» Data for review:
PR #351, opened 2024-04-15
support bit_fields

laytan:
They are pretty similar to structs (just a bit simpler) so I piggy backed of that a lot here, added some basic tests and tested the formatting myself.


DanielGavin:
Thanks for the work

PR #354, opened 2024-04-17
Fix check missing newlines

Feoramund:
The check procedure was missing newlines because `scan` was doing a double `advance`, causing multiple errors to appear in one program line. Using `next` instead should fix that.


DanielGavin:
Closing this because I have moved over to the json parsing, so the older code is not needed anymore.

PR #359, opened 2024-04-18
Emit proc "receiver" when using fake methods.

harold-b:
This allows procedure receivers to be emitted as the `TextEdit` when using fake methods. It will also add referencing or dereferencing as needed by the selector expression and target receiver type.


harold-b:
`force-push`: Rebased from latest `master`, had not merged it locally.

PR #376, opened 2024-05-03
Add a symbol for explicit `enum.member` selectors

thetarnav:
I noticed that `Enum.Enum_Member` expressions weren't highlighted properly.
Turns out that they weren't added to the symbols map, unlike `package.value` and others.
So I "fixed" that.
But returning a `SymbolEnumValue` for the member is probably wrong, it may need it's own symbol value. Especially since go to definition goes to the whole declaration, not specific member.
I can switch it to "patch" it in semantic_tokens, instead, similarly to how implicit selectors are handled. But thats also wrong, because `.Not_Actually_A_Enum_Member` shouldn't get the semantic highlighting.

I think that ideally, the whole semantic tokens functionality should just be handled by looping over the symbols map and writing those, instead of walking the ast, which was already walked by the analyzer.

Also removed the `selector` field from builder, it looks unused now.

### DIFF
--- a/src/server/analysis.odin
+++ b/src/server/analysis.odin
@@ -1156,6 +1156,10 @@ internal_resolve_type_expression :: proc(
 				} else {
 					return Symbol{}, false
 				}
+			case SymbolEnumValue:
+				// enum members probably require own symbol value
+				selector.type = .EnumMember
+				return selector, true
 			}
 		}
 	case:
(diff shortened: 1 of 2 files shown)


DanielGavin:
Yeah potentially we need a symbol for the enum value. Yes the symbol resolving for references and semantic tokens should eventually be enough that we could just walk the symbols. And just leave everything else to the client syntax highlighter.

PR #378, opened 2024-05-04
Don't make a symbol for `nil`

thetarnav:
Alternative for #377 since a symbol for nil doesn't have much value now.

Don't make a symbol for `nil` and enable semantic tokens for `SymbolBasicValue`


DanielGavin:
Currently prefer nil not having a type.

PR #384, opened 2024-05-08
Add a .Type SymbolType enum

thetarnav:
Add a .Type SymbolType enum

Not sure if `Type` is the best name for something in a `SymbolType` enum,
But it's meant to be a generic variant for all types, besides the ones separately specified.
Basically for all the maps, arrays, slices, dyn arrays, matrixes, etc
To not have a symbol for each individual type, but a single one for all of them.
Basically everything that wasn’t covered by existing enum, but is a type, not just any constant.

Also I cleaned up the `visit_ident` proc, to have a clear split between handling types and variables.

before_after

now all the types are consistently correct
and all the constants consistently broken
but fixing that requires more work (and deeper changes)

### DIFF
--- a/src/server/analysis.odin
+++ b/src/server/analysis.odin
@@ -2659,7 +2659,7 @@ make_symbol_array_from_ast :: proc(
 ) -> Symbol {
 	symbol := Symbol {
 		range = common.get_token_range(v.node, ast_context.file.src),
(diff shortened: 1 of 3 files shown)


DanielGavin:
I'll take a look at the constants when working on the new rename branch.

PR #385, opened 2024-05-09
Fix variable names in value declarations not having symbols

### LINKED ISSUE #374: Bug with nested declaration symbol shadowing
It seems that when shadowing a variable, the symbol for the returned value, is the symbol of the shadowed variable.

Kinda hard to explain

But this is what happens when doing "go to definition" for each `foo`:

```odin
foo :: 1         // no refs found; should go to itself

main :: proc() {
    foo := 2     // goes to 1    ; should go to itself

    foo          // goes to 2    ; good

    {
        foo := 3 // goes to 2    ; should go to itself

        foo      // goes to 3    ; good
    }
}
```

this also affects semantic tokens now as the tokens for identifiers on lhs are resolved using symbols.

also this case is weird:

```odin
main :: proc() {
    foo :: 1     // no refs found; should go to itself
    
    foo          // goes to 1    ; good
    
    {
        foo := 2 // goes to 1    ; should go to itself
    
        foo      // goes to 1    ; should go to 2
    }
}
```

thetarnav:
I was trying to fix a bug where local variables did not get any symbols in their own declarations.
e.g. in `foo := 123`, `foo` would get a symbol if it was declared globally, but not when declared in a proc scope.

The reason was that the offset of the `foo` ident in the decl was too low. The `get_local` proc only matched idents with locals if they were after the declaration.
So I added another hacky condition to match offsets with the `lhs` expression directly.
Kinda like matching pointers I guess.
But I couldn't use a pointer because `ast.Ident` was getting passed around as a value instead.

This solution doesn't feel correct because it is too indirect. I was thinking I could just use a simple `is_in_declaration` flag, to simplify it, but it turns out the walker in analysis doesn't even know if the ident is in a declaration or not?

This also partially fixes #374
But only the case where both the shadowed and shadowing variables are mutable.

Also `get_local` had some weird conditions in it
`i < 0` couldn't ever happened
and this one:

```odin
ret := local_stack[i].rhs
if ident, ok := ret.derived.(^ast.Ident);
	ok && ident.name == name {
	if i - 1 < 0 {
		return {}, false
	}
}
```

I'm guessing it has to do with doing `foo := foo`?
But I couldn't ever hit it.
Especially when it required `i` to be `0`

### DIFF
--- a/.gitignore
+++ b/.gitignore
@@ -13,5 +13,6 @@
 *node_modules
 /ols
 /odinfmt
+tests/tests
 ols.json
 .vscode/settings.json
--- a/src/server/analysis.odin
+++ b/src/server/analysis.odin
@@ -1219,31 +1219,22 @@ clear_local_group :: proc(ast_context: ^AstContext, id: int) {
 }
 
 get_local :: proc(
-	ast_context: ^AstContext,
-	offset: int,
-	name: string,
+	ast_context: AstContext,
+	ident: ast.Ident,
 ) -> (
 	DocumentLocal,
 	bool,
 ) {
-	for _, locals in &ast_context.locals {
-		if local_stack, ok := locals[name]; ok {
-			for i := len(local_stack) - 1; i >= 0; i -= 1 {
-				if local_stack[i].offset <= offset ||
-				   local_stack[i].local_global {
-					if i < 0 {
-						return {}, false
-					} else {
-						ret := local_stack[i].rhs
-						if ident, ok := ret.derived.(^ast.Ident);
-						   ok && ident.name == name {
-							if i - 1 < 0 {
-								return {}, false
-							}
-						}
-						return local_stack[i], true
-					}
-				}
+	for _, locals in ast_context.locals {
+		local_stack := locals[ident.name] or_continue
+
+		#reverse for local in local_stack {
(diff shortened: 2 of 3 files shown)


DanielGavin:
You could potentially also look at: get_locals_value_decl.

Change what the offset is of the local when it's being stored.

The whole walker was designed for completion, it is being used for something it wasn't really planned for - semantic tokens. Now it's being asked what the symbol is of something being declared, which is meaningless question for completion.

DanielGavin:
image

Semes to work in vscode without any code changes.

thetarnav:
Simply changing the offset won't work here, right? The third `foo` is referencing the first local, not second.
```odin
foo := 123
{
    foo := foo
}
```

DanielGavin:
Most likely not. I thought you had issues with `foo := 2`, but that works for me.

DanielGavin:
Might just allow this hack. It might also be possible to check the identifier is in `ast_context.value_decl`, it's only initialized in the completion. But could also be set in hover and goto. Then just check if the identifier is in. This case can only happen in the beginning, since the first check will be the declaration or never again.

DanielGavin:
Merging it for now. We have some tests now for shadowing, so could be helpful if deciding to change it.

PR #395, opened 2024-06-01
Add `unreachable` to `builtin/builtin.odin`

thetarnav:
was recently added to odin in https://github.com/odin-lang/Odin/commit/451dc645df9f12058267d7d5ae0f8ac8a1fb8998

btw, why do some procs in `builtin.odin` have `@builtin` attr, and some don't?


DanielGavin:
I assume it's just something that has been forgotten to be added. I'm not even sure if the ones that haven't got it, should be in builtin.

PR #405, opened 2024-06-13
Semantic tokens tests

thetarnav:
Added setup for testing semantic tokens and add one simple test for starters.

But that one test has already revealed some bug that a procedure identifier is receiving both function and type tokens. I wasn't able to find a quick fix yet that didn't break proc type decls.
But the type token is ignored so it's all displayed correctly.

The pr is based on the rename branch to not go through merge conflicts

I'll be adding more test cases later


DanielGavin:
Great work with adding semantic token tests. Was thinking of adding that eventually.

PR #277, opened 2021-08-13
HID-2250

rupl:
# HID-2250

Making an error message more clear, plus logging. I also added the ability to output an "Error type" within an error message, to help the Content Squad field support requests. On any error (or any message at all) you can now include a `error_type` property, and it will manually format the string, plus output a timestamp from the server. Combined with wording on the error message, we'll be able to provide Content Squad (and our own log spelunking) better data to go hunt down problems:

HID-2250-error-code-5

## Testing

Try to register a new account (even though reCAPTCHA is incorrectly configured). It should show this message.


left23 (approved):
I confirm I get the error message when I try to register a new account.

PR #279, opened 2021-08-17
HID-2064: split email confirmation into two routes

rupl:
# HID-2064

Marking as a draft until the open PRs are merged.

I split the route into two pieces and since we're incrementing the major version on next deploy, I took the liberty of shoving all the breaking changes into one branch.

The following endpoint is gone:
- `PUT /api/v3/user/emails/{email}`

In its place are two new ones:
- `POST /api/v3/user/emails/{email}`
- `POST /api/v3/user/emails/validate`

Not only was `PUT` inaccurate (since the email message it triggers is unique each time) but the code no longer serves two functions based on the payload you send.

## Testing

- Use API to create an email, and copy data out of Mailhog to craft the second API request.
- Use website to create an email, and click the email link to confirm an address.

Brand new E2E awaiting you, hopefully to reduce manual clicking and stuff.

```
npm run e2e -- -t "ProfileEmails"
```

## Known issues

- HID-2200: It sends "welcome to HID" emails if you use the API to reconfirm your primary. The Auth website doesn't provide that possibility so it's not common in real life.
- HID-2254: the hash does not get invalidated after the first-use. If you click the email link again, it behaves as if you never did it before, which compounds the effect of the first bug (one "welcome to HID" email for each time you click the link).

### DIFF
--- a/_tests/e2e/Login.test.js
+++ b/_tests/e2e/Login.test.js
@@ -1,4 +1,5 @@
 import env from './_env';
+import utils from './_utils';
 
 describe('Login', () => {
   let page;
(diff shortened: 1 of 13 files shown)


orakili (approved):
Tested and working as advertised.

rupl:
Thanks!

==

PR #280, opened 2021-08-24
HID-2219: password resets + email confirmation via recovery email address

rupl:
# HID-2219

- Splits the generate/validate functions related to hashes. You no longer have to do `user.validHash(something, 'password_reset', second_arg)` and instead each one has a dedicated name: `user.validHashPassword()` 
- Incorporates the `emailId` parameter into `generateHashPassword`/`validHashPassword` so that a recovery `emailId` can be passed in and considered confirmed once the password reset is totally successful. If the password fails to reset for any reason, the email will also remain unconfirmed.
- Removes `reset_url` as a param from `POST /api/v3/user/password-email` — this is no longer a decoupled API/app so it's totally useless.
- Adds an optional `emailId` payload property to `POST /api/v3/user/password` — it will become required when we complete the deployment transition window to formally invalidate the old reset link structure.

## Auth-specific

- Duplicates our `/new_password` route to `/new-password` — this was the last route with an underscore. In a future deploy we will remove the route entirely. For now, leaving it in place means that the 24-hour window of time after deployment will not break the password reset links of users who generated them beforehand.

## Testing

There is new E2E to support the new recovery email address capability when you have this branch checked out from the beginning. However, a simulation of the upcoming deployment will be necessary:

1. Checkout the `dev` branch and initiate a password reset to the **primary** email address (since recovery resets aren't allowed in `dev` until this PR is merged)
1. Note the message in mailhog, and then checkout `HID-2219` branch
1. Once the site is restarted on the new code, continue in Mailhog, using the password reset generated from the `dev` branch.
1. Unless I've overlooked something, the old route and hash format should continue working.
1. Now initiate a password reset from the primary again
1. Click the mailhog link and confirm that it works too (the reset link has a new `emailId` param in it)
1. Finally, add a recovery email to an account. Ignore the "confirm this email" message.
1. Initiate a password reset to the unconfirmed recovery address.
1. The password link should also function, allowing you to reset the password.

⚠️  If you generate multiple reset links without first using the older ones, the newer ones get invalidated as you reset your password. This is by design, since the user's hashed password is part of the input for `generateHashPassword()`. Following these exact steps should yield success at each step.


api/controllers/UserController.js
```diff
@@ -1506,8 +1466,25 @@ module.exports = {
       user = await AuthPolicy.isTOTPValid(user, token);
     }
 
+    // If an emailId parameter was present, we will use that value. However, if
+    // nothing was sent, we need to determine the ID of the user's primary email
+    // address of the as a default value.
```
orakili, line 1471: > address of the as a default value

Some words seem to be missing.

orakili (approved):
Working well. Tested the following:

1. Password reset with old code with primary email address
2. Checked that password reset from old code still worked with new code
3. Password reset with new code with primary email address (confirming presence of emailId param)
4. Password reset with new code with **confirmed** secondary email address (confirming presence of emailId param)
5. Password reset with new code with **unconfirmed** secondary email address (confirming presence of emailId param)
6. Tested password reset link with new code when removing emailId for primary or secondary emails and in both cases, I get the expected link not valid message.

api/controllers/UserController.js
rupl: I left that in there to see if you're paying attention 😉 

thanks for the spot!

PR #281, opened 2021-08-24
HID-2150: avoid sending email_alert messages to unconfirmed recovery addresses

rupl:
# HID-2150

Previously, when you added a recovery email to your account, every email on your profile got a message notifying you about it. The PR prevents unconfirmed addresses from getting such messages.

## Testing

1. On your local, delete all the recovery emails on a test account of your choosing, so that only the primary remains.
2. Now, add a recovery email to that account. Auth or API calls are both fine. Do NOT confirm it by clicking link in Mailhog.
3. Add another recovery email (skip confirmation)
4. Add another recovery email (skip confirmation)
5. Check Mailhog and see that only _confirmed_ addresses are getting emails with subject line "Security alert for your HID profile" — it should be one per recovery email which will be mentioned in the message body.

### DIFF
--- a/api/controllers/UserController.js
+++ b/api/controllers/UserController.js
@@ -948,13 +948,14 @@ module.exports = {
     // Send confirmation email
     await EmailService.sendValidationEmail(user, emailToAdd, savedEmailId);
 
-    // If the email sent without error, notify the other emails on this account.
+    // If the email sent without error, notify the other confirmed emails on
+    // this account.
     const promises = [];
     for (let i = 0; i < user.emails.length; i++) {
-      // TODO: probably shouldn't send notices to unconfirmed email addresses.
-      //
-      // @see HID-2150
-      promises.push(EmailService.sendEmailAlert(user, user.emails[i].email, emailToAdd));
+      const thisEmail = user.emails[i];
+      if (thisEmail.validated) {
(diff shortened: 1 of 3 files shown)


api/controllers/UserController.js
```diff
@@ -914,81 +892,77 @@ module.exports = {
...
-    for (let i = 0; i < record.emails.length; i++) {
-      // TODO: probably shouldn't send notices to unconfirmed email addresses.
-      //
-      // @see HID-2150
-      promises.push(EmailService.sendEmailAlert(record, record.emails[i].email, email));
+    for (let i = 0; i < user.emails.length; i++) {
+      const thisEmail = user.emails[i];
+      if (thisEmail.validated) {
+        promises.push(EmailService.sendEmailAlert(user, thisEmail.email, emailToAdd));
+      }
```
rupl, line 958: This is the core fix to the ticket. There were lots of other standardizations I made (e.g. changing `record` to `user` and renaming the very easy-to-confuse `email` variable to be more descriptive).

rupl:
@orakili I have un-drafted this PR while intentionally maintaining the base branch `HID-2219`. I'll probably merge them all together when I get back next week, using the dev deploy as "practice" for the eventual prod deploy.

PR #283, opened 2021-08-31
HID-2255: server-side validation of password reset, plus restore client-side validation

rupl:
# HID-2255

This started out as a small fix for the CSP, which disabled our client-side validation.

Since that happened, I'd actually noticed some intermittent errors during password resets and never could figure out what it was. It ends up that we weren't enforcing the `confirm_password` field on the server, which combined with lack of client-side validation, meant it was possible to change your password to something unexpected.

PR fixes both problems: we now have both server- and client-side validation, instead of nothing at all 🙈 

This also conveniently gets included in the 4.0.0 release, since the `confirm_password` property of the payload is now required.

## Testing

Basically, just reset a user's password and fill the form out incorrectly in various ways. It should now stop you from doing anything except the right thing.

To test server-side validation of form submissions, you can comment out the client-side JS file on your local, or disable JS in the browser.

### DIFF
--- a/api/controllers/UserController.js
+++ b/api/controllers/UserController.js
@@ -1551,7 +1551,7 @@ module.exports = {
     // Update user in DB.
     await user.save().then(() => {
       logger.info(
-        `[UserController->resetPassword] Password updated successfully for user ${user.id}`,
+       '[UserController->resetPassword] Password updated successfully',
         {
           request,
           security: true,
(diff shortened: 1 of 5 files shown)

» Exercise description: Take every line above that includes "json" and list it.

» Answer space:
Closing this because I have moved over to the json parsing, so the older code is not needed anymore.
 ols.json
 .vscode/settings.json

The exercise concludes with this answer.